Western blot analysis
Supernatants and precipitates from GS115/pPIC9K and GS115/pPIC9K-Hirudin were respectively loaded on a 150 g/L SDS-PAGE gel for protein separation and transferred to a polyvinylidene difluoride membrane by electrotransfer (54 mA, 80 min). After blocking with 1.5% BSA in blocking buffer at 4 ℃ overnight, the membrane was incubated with 1000× dilutions of Penta-His antibody (Qiagen) at room temperature for 1 h, washed three times with tris-buffered saline, and mixed with 1000× dilutions of rabbit anti-mouse IgG antibody coupled with horseradish peroxidase (Takara) at room temperature for 1 h. The bands were visualized by TrueBlue Peroxidase Substrate (Takara) for 1 min and then with WesternBrightTM ECL (Takara) for 5 min.

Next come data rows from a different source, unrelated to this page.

PR #1258, opened 2024-10-21
CRM457-2106: Backfill timestamps

patrick-laa:
## Description of change
Now that we're tracking when a submission was originally submitted (to filter on by search) we need to backfill all of these timestamps for previous submissions. I got the from the timestamp when the production app store submission record was originally created, and dumped them into CSVs. We iterate through and update. There's only a few thousand so it only takes a few seconds, so I'm not super concerned about efficiency here.

[Link to relevant ticket](https://dsdmoj.atlassian.net/browse/CRM457-2106)


db/migrate/20241021092835_backfill_originally_submitted_at.rb
```diff
@@ -0,0 +1,13 @@
+require 'csv'
+
+class BackfillOriginallySubmittedAt < ActiveRecord::Migration[7.2]
+  def change
+    CSV.parse(File.open(Rails.root.join('db/migrate/20241021_nsm_originally_submitted.csv'))).each do |id_and_timestamp|
```
elken, line 5: Minor nit but you should be able to do `|timestamp, id|`

elken (approved):

robinsk1 (approved):

ivanELEC (approved):

PR #1261, opened 2024-10-22
CRM457-2099: Improve disbursement flows

elken:
## Description of change

Adjust various flows around disbursements in NSM, similar PR to #1239 which a lot of this is borrowed from.

[Link to relevant ticket](https://dsdmoj.atlassian.net/browse/CRM457-2099)


app/controllers/nsm/steps/disbursement_cost_controller.rb
```diff
@@ -29,7 +32,24 @@ def ensure_disbursement
...
+      end
+
+      def new_record?
+        disbursement.disbursement_date.nil? || disbursement.miles.nil?
+      end
+
+      def build_flash
+        if new_record?
+          if params.dig(:nsm_steps_disbursement_cost_form, :add_another) == YesNoAnswer::YES.to_s
+            count = current_application.disbursements.count + 1
```
patrick-laa, line 45: This won't work. When you're adding your first disbursement, by this point it already exists in the database so the `current_application.disbursements.count` is 1. Adding 1 to it gets you 2, so on the next screen you'll see "You've added 2 disbursements" when in fact you've only added 1.

app/controllers/nsm/steps/disbursement_cost_controller.rb
```diff
@@ -29,7 +32,24 @@ def ensure_disbursement
       end
 
       def additional_permitted_params
-        [:apply_vat]
+        [:apply_vat, :add_another]
+      end
+
+      def new_record?
+        disbursement.disbursement_date.nil? || disbursement.miles.nil?
```
patrick-laa, line 39: This is buggy. For "other" disbursement types, disbursement.miles will always be nil, because for those you just enter the total cost, not the mileage. so this will always return true.

app/controllers/nsm/steps/disbursement_cost_controller.rb
```diff
@@ -29,7 +32,24 @@ def ensure_disbursement
...
+      end
+
+      def build_flash
+        if new_record?
+          if params.dig(:nsm_steps_disbursement_cost_form, :add_another) == YesNoAnswer::YES.to_s
+            count = current_application.disbursements.count + 1
+            { success: t('.added', count: count, disbursements: t('.disbursement').pluralize(count)) }
```
ivanELEC, line 46: I don't think this needs the "+ 1" - at the point of a user saying they want to add another disbursement, they have not yet completed the additional disbursement. 

An example of this is if you click add another for the first time, it reports back "You have added 2 disbursements" when you've only added one and are currently trying to add the 2nd

spec/system/nsm/disbursements_spec.rb
```diff
@@ -145,14 +193,15 @@
     fill_in 'Number of miles', with: 100
     fill_in 'Enter details of this disbursement', with: 'details'
 
+    expect(page).to have_content 'Do you need to add another disbursement?'
+    choose 'No'
+
     click_on 'Save and continue'
 
-    expect(page).to have_content 'Do you want to add another disbursement?'
+    expect(page).to have_no_content 'You cannot save and continue if any disbursements are incomplete'
```
patrick-laa, line 201: I think you want this expectation to happen after the final 'Save and continue'. At this current point you've just submitted the disbursement cost form, so _of course_ this message won't be here, because the disbursement cost form has no mechanism for adding that message. Whereas after line 204 below you've just submitted the DisbursementsForm which could generate this message but hopefully won't because there are now no incomplete disbursements. Do it's there that we want to verify that this message doesn't appear.

spec/system/nsm/disbursements_spec.rb
```diff
@@ -280,6 +378,12 @@
 
       expect(all('table td, table th').map(&:text)).to eq(
         [
+          'Item', 'Total claimed',
```
patrick-laa, line 381: To be the endless repetition of these same snippets across a bunch of tests that aren't about the snippets is just tech debt. It makes the tests harder to read and brittler. Is there any way we can switch out `all('table td, table th').map(&:text)` for something a bit more targeted so these tests can go back to just testing the things they care about?

patrick-laa (approved):

app/controllers/nsm/steps/disbursement_cost_controller.rb
elken: That makes sense, but I wasn't sure what else to use to determine if it's a new record or not.

patrick-laa: You need an `&&`, not an `||`. A new record will have neither a number of miles nor a `total_cost_without_vat`, so if _both_ are nil then you know this is new.

elken: Ahh you're right

patrick-laa (approved):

Antithrombin activity analysis
The antithrombin activity of hirudin in the supernatants of P. pastoris GS115/pPIC9K-Hirudin after 72 h induction was evaluated according to the Pharmacopoeia of the People’s Republic of China (2020 edition)7 and a previously reported method52. Briefly, antithrombin activity was quantitatively measured by titrating a solution of thrombin and expressed in antithrombin units (ATU): one unit is defined as the neutralization of one NIH unit of thrombin (Sigma, Germany) at 37 ℃. For the activity assay, 200 μL of 0.05% bovine fibrinogen solution prepared with 50 mM Tris-HCl buffer (pH 7.4) was thoroughly mixed with 100 μL of the sample, and then 5 μL of 40 NIH/mL thrombin solution (0.2 NIH unit) was added progressively and mixed gently. The above reaction mixture was incubated at 37 ℃ ± 0.5 ℃ for 1 min. The endpoint of the titration was considered to occur when a fibrin clot formed within 1 min. Otherwise, another 5 μL of thrombin solution was added continuously until a fibrin clot was observed.
Ethical approval
We declare that the experiments described in this paper comply with the current laws in China. This article does not contain any studies with human participants performed by any of the authors.
Data availablity
The datasets used and/or analysed during the current study are available from the corresponding author on reasonable request.